1. Field of the Invention
The present invention relates to a process of forming an electrode for a chip-like electronic part and a holder for a chip-like electronic part, particularly to a process of forming an electrode comprising a conductive paste on an outer surface of a chip-like electronic part and a holder for a chip-like electronic part preferably used in carrying out the process.
2. Description of Related Art
FIG. 18 shows a perspective view of a chip-like electronic part 1, particularly a three terminal capacitor. End electrodes 2 and 3 are formed on respective end portions of the chip-like electronic part 1 and central electrodes 4 are formed at the central portion thereof.
Although not illustrated, first and second groups of inner electrodes are arranged alternately inside the chip-like electronic part 1 with the inner electrodes of the first group extending to the end electrodes 2 and 3 and the inner electrodes of the second group extending to the central electrodes 4. Accordingly, electrostatic capacitances formed between the inner electrodes of the first group and the inner electrodes of the second group can be taken out between the end electrode 2 or 3 and the central electrodes 4. The chip-like electronic part 1 is used to, for example, remove noise on a signal line by coupling the end electrodes 2 and 3 to the signal line and grounding the central electrodes 4.
As shown in FIG. 18, the central electrodes 4 extend across two opposing side faces of the chip-like electronic part 1. Because of limitations associated with the process commonly used to make the chip-like electronic part 1, the central electrodes 4 extend only partially on the other side faces of the chip-like electronic part. As a result, the central electrodes 4 do not extend entirely around the outer side surfaces of the chip-like electronic part 1.
The process for applying the central electrodes 4 is best understood with reference to FIG. 19. As shown herein, a groove 6 is provided in a paste base 5 which comprises an elastic body.
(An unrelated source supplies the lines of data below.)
PR #2656, opened 2021-11-21
fix ECONNREFUSED on Node v17+

### LINKED ISSUE #2643: Node v17 ECONNREFUSED
## Description
On node v16.13.0, connecting to the database works as expected. I decided to try out the changes in v17.0.1 and I can't connect to the db anymore.

## Test script:
```js
import pg from 'pg';

export const pool = new pg.Pool({
    user: process.env.POSTGRES_USER,
    password: process.env.POSTGRES_PASS,
    database: 'kb'
});

console.log(process.version);
pool.query(`SELECT NOW()`).then(({ rows }) => console.log(rows[0]));
```

## Output (both versions)
```
pg>node test
v16.13.0
{ now: 2021-10-29T18:14:27.011Z }
pg>node test
v17.0.1
node:internal/process/promises:246
          triggerUncaughtException(err, true /* fromPromise */);
          ^

Error: connect ECONNREFUSED ::1:5432
    at TCPConnectWrap.afterConnect [as oncomplete] (node:net:1161:16) {
  errno: -4078,
  code: 'ECONNREFUSED',
  syscall: 'connect',
  address: '::1',
  port: 5432
}

Node.js v17.0.1
```

KhafraDev:
Fixes #2643 

I have no clue if this will break anything else, should `family` get added to config options? Anyways I tested on v14, v16, v17 (all latest) and it works fine.

### DIFF
--- a/packages/pg/lib/connection.js
+++ b/packages/pg/lib/connection.js
@@ -35,7 +35,11 @@ class Connection extends EventEmitter {
 
     this._connecting = true
     this.stream.setNoDelay(true)
-    this.stream.connect(port, host)
+    this.stream.connect({
+      port,
+      host,
+      family: 4
+    });
 
     this.stream.once('connect', function () {
       if (self._keepAlive) {
--- a/packages/pg/lib/connection.js
+++ b/packages/pg/lib/connection.js
@@ -4,10 +4,14 @@ var net = require('net')
 var EventEmitter = require('events').EventEmitter
 
 const { parse, serialize } = require('pg-protocol')
+const { setDefaultLocalhost } = require('./defaults')
 
 const flushBuffer = serialize.flush()
 const syncBuffer = serialize.sync()
 const endBuffer = serialize.end()
+
+/** @type {import('dns').LookupAddress} */
+let lookup;
 
 // TODO(bmc) support binary mode at some point
 class Connection extends EventEmitter {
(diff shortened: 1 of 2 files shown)


charmander (changes requested):
This looks like it’ll prevent an IPv6 connection, won’t it?

darkgl0w (changes requested):
> This looks like it’ll prevent an IPv6 connection, won’t it?

Yes this will force IPv4 connections.

For reference, this issue is related to dns changes introduced with `Node.js 17.0.0` (https://github.com/nodejs/node/pull/39987)

Maybe adding something like this to the `packages/pg/lib/defaults.js` file should fix the problem (works on Node.js 8+):

```javascript
'use strict'

const dns = require('dns')
const util = require('util')

async function setDefaultLocalhost () {
  const dnsLookup = util.promisify(dns.lookup)

  return await dnsLookup('localhost')
}

const host = setDefaultLocalhost()

module.exports = {
  // database host. defaults to localhost IPv4 ('127.0.0.1') or IPv6 ('::1') detected value
  host: host.address,
```

KhafraDev:
> This looks like it’ll prevent an IPv6 connection, won’t it?
Yes, just trying a solution in hopes of someone else having a better one now that the problem is known. :)

> Maybe adding something like this to the packages/pg/lib/defaults.js file should fix the problem (should work on Node.js 8+):
I've tried implementing this in a different way because the function is async and can't be resolved as it is in your example.

charmander:
Just set `host: '127.0.0.1'`?

treysis:
Rather, PostgreSQL should be set to `listen_addresses = '127.0.0.1,::1'` until it is fixed to listen on dual stack by default when no address is specified.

The groove 6 is filled with a conductive paste 7 to form an elongated streak 8 of conductive paste 3. The chip-like electronic part 1 is held by a holder 9 so that one face of the chip-like electronic part 1 faces the streak 8 of conductive paste.
As best seen in FIG. 18, the chip-like electronic part 1 is an elongated parallel-piped structure having a main axis extending from end electrode 2 to end electrode 3. The central portion of the chip-like electronic part 1 is aligned with the streak 8 of conductive paste with the axis of the streak extending perpendicular to the central axis of the chip-like electronic part 1. The chip-like electronic part 1 is brought into contact with the paste base 5 and pressed against the paste base 5 to deform it and cause the conductive paste 7 to be applied to the outer surface of the chip-like electronic part 1 as shown by an imaginary line in FIG. 19. Although the conductive paste 7 extends across the entire side face of the chip-like electronic part 1 which faces the base 5, it only extends partway up the adjacent side faces of the chip-like electronic part 1.
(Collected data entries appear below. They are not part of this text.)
PR #2663, opened 2021-11-30
Add a Chinese cryptography algorithm, its name is SM3, currently used…

w345731923:
Add a Chinese cryptography algorithm, Its name is SM3, similar to MD5,currently used by many Chinese database companies. Later I will submit the use in /pg.

### DIFF
--- a/packages/pg/package.json
+++ b/packages/pg/package.json
@@ -24,9 +24,10 @@
     "packet-reader": "1.0.0",
     "pg-connection-string": "^2.5.0",
     "pg-pool": "^3.4.1",
-    "pg-protocol": "^1.5.0",
     "pg-types": "^2.1.0",
-    "pgpass": "1.x"
+    "pgpass": "1.x",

The orientation of the chip-like electronic part 1 is then reversed so that its opposite face extends away from the holder and towards the paste base 5 and the process is repeated to place the conductive paste 7 on the opposite face (and particularly up the adjacent side faces) of the chip-like electronic part 1. Thereafter, the so applied central electrodes 4 are cured.
Instead of placing the conductive paste 7 in a groove 6 provided in the elastic paste base 5, the conductive paste may be applied (by printing or the like) on a flat face of a paste base 5 which can be either elastic or rigid. As another alternative, a reservoir of conductive paste located on one side of a slit plate can be extruded to the other side of the slit plate via the slit in the plate by applying pressure to the conductive paste.
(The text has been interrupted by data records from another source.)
PR #2560, opened 2021-06-04
Added default value to prevent error queryCallback is not a function

drzippie:
fix issue #1860 

Set default value to prevent Fatal exception with timeouts in a queryStream

PR #2664, opened 2021-12-01
[pg-cursor] Add query_timeout parameter to test code to trigger queryCallback bug

adam-nielsen:
There is a bug in the query callback handling (e.g. #1860 #2560) but the test code doesn't pick it up.  This change ensures that code path runs in the tests, so it will probably make the tests fail until the bug is fixed.  (I say 'probably' because the exception doesn't get thrown until after all the tests have completed successfully.)

```
/srv/its-pf1pr0gd/code/node-postgres/packages/pg-cursor/node_modules/mocha/lib/runner.js:911
    throw err;                                                               
    ^                                                                        
                                                                             
    at Timeout._onTimeout (/srv/its-pf1pr0gd/code/node-postgres/packages/pg-cursor/node_modules/pg/lib/client.js:532:9)
    at listOnTimeout (node:internal/timers:557:17)                           
    at processTimers (node:internal/timers:500:7)
```

### DIFF
--- a/packages/pg-cursor/test/index.js
+++ b/packages/pg-cursor/test/index.js
@@ -6,7 +6,9 @@ const text = 'SELECT generate_series as num FROM generate_series(0, 5)'
 
 describe('cursor', function () {
   beforeEach(function (done) {
-    const client = (this.client = new pg.Client())
+    const client = (this.client = new pg.Client({
+      query_timeout: 15000,
+    }))
     client.connect(done)
 
     this.pgCursor = function (text, values) {


brianc:
The weird thing is github actions isn't running on this PR. :( I might not have added the right thing to it to run on a pull or something...I'll have to look into that.

brianc:
Thanks for this btw! And sorry for the delay: was out of town until last night.

darkgl0w:
@brianc you must add `on: [push, pull_request]` to the `ci.yml` config file ^^

brianc:
> @brianc you must add `on: [push, pull_request]` to the `ci.yml` config file to run on a PR ^^

roger, wilco!

avivshafir:
@brianc is there any solution to this bug?

yaverin:
@brianc, Please provide ETA for this fix - to prevent Fatal exception using "query_timeout" with queryStream.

The end electrodes 2 and 3 are formed by dipping the ends of the chip-like electronic part 1 into a tank of conductive paste.
As mentioned above, the central electrode 4 does not normally extend around the entire outer surface of the chip-like electronic part 1. However, it is preferable that it does to reduce unnecessary inductance components where the central electrode is used as a ground electrode.
It is not impossible to form the central electrode to extend around the entire circumference of the chip-like electronic part 1 using the process shown in FIG. 19. This result can be achieved by providing a sufficient amount of conductive paste to extend at least half way up the two side faces of the chip-like electronic part 1, for example, by making the groove deeper or pressing the chip-like electronic part 1 more strongly against the paste base 5. However, as shown in the sectional view of FIG. 20, overlap portions 12 are formed on flat end faces of the chip-like electronic part. These overlap portions 12 can hamper the mountability of the chip-like electronic part. Accordingly, it is preferable that a built-up portion, such as the overlap portion 12, not be formed at the central portion of any of the side faces of the chip-like electronic part 1.
This can be avoided by using a small enough amount of conductive paste that only one side of the chip-like electronic part receives the paste during any single application. However, this will necessitate four separate applications of the conductive paste which is not efficient.